## What you will do
With the line containing "Closes #3433" as the start and the line containing "-2264,7 +2264,7 @@" as the end, transcribe that span of the entries below exactly, including both.

START Dataset records

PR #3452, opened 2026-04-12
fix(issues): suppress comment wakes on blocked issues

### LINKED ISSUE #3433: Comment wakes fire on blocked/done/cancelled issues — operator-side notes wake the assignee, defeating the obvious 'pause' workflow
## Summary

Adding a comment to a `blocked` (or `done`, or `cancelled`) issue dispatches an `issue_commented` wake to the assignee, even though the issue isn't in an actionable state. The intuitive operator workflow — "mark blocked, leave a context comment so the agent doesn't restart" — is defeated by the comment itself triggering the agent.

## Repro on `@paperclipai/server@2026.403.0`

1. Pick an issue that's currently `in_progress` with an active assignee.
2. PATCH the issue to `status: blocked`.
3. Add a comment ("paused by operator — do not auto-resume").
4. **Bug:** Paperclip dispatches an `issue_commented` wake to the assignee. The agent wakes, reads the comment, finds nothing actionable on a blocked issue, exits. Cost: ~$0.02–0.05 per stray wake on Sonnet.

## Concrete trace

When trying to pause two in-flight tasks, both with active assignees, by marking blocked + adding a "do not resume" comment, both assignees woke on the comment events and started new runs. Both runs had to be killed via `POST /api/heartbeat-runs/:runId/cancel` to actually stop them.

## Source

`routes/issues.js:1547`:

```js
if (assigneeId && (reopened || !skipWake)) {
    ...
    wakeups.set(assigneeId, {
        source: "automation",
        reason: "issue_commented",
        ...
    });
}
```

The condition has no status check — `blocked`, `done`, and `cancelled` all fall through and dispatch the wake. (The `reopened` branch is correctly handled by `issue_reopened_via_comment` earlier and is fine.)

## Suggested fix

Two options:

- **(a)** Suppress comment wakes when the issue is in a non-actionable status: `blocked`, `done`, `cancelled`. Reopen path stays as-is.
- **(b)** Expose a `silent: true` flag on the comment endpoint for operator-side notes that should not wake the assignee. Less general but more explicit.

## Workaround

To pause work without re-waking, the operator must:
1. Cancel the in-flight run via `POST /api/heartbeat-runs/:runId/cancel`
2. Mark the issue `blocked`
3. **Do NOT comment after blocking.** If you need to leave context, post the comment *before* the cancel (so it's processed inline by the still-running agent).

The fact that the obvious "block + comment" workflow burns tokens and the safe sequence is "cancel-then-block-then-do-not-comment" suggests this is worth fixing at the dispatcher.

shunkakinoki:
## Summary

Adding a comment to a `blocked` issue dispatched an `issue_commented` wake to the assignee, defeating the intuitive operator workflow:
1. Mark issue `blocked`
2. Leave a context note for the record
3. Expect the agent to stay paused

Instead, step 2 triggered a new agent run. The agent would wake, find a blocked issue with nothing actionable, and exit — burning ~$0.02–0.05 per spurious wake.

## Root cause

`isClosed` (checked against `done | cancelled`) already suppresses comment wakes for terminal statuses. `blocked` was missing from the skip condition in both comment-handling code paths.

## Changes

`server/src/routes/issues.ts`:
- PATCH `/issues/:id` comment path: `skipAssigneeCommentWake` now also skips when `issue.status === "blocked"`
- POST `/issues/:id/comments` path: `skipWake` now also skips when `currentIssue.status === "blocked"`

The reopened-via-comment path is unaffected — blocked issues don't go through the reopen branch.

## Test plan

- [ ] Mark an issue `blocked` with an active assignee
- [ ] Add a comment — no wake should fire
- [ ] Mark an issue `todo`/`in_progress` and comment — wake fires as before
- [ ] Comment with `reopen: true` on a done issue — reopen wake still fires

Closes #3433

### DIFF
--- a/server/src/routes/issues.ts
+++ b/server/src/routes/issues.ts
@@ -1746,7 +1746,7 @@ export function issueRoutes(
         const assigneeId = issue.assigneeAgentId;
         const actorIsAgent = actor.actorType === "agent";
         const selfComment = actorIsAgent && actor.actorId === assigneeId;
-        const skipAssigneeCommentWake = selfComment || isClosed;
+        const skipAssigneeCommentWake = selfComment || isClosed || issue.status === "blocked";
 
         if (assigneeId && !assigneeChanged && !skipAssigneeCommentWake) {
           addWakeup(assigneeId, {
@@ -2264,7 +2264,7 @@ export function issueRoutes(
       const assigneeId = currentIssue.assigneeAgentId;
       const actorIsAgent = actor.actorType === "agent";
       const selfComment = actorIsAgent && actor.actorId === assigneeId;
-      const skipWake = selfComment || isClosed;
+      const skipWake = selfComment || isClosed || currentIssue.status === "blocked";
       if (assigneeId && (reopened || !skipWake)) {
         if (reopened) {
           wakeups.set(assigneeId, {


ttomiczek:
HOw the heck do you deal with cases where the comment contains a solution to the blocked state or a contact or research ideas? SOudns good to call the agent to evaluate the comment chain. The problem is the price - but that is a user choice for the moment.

END Dataset records

## Answer area
Closes #3433

### DIFF
--- a/server/src/routes/issues.ts
+++ b/server/src/routes/issues.ts
@@ -1746,7 +1746,7 @@ export function issueRoutes(
         const assigneeId = issue.assigneeAgentId;
         const actorIsAgent = actor.actorType === "agent";
         const selfComment = actorIsAgent && actor.actorId === assigneeId;
-        const skipAssigneeCommentWake = selfComment || isClosed;
+        const skipAssigneeCommentWake = selfComment || isClosed || issue.status === "blocked";
 
         if (assigneeId && !assigneeChanged && !skipAssigneeCommentWake) {
           addWakeup(assigneeId, {
@@ -2264,7 +2264,7 @@ export function issueRoutes(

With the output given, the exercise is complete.